Mary-Gene’s reaction is gratifyingly similar to mine. Her bottom lip trembles violently as she gets to her feet and bypasses her own son to pull me into a warm hug. “I think it’s wonderful,” she whispers to me, making me smile broadly. “You have my full support.”

“Thank you,” I say to her.

We then watch as Rupert approaches Logan, trying his best to be stoic, but as he hugs his son, he too loses his composure. “You two telling us this news here…well, I don’t think it could be anymore fitting. I’m full of pride tonight, Logan,” he says, his eyes watering. “You’ve exceeded all of my expectations of you, truly. I’m in awe of the man you’ve become. I love you, son,” he manages to choke out, before embracing Logan once more.

“I love you too, dad,” Logan says earnestly. “But what about Taylor?” he then asks his parents.

“Don’t you worry about Taylor,” Rupert tells him. “He has his own demons to conquer, like you had yours. You two focus on you,” he says to me, “and you leave Taylor to us,” he says to Logan, and Mary-Gene nods in agreement. They got one son out of a dark space, here’s hoping that they can get the other one out too, I think.

“Thank you,” Logan says to his parents.

Two down, one to go. The four of us grow silent, awaiting my mom’s verdict. I look at her, and see her surveying Logan carefully, and it finally dawns on me where her resistance is coming from.

This moment is really hard for her. She’s never had to let me go before, never had to give my hand over to someone else, never, ever been replaced as my number one person. Although it was never spoken about, there was no danger of this ever happening with Jerry, not even when we moved to Paris together. I was always hers, and it was always just the two of us, ever since my father died. That’s changing. It’s already changed for me, but now I’ve sprung this on her and she’s trying hard to play catch up.

“Mom, I’m sorry that—” I start, but she holds up a hand to silence me.
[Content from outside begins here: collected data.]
PR #1155, opened 2023-02-15
Component documentation template

james-nash:
Adds MDX files that outline the sections that need to be completed for each component's docs page.

### DIFF
--- a/site/docs/components/_content-template/index.mdx
+++ b/site/docs/components/_content-template/index.mdx
@@ -1,0 +1,7 @@
+# Component Name
+
+## Usage
+
+## Exmaples
+
+...


james-nash (commented):
Comments from review call with @shey-v & @bhoppers2008

site/docs/components/_content-template/index.mdx
```diff
@@ -0,0 +1,218 @@
...
+  Add a bulleted list of any other design-related guidance the user may need to
+  consider.
+-->
+
+### Additional materials
+
+<!--
+  Add a bulleted list of links to additional, component-specific materials:
+
+  * [Full component specification (in Figma)](https://figma.com/path/to/spec)
```
shey-v, line 183: Worth noting, these component specs will only be available to internal JPMC users.

site/docs/components/_content-template/index.mdx
```diff
@@ -0,0 +1,218 @@
...
+
+<!--
+  Add a bulleted list of any other design-related guidance the user may need to
+  consider.
+-->
+
+### Additional materials
+
+<!--
+  Add a bulleted list of links to additional, component-specific materials:
```
shey-v, line 181: May have to differentiate between internal vs external user and link each consumer group out to relevant docs?

site/docs/components/_content-template/index.mdx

Getting to her feet, she walks over to me and takes both of my hands in her own. “Sweetheart,” she starts, “when you’re used to living with a closed heart it’s not easy to open it. My protectiveness of you comes because I’ve felt pain, and loss, and anger at the hands of love,” she explains, “but I’ve never, not one single time, felt brave.” She then smiles at me, and I know good news is coming. “You are my inspiration, Gemima,” she tells me meaningfully. “I’m so proud of you for opening your heart, especially after your dick of an ex boyfriend,” she says, making me laugh out loud. “And Logan,” she releases my hands and moves to stand before him, “you might just single-handedly restore my faith in the concept of marriage. Look after her, always.”
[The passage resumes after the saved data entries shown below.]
PR #1159, opened 2023-02-15
guard controls that could cause storybook to error

Fercas123:
We have a few controls in storybook that cause an error if interacted with. 
- limiting to string when possible
- disabling controls when the option would be `set option`


alycrys (dismissed):

packages/core/stories/border-item.stories.tsx
```diff
@@ -8,12 +8,10 @@ export default {
     position: {
       control: { type: "select" },
     },
-    horizontalAlignment: {
-      control: { type: "select" },
-    },
-    verticalAlignment: {
-      control: { type: "select" },
+    as: {
```
joshwooding, line 11: Would it work to put these argTypes globally instead of in every component?

Fercas123: I guess it wouldn't harm, specially `as` and `ref` that will be in a bunch of places i would imagine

“Always,” he promises her.

She looks at me once more. “You don’t need my blessing, but you have it anyway.”

I lunge at her, throwing my arms around her neck and hugging her tightly. I can’t explain why this moment feels like a moment of separation, but it does. We’re two fully grown adults for goodness’ sake, and yet it’s as though our parents are releasing us and sending us off to begin our journey, our own life.